Acts of Refusal: Barthol Lo Mejor
Catalogue in PDF: //media.voog.com/0000/0038/6069/files/Acts%20of%20Refusal_ENG_final_01.pdf
Barthol Lo Mejor
Barthol Lo Mejor, born Pärtel Vissak (*1988, Tartu), is a cultural multi-instrumentalist living in Tartu. In addition to visual art, he composes and plays electronic club music, writes, and designs clothes and jewelry. Barthol Lo Mejor strives for intertwining his different forms of creativity, making his work considerable within the theoretical context of the gesamtkunstwerk.
He graduated from the department of Semiotics at the University of Tartu in 2011. This spring, Barthol Lo Mejor participated in the Y Gallery exhibition Applied Semiotics, in which four artists with a background in semiotics produced new mental tools on the basis of theoretical know-how. He erected an altar dedicated to pop icons, made of digital paintings in the gallery, and invited the visitors to bring sacrificial offerings and ask for redemption from K8 Mosh, a part-cyborg, part-synthesizer and part-super model character.

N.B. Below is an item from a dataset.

PR #5638, opened 2026-06-21
ci(webview2): auto-release a new tag when webview2 source changes

leaanthony:
## Problem

The `webview2` module is versioned and released separately from `v3`, and `v3/go.mod` pins a published `webview2/vX.Y.Z` tag. Today `Release webview2` is **manual** (`workflow_dispatch` only), so webview2 source can gain an API that `v3` cannot use until someone remembers to cut a release.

Barthol Lo Mejor’s literary work (his first book was titled Popdada 2007–2008) tests the plasticity of the Estonian language and addresses primarily 21st century teenagers, whose reading logic unfolds in a increasingly dream-like style, compared with previous genera- tions. Different chapters of the book are not necessarily connected to neighboring chapters, and one may start reading the book from a random page, in the same way one would step on the dance floor without really caring what the last song was. His paintings and design objects are also made in the imagery of pop culture, making use of celebrities, models, fashion, pop music, pop art, teen-culture etc. Barthol Lo Mejor simply likes pop imagery and in this sense his work affirms pop culture.
Still, one has to point out that his take on pop is exaggerated and consciously kitschy, which places his work in the realm of “Pop will eat itself,” which is a rather pedagogic position in the moral sense of things. The artist uses and reinterprets the homogenizing visual language of pop culture, creating from the position of protest a personal, richly detailed and completely self-sufficient world that the cogs of the pop industry cannot embrace and place into mass production.
Barthol Lo Mejor’s new work, produced for Acts of Refusal, shows a formally more minimalist side of the artist. In the three digital prints Shades of Grey, the symbols of the British Pound Sterling, the Euro and the Dollar are repeated very closely, covering the whole surface without a gap. From farther away, the images seem to display different shades of grey and only upon closer inspection the structure of the symbols becomes discernable. The visual experience resembles looking at an Op-art piece as it is hard to focus on one single sign and the image seems to dance in front of the viewers’ eye. The mechanical precision of the pattern is interrupted only by a small error
Barthol Lo Mejor’s ASCII art1 piece alludes to the digital creation of images and to the virtual space they inhabit; a space that exists as a possibility, not an actuality. In this case, the piece deals with the symbolic space of money and points to the fact that money is by nature virtual, symbolic, a possibility. By inserting an error, Barthol Lo Mejor highlights the symbol as such – as a sign that gains meaning by repetition of the same and not because it means something of essential quality. As such, the piece raises questions about the stability of any given system, idea and order – resonating with the aftermath of the latest financial crisis and the current discussions about Eurobonds, the weakness of the Dollar and the singularity of the Pound as one of the few currencies in Europe that have remained outside of the monetary union.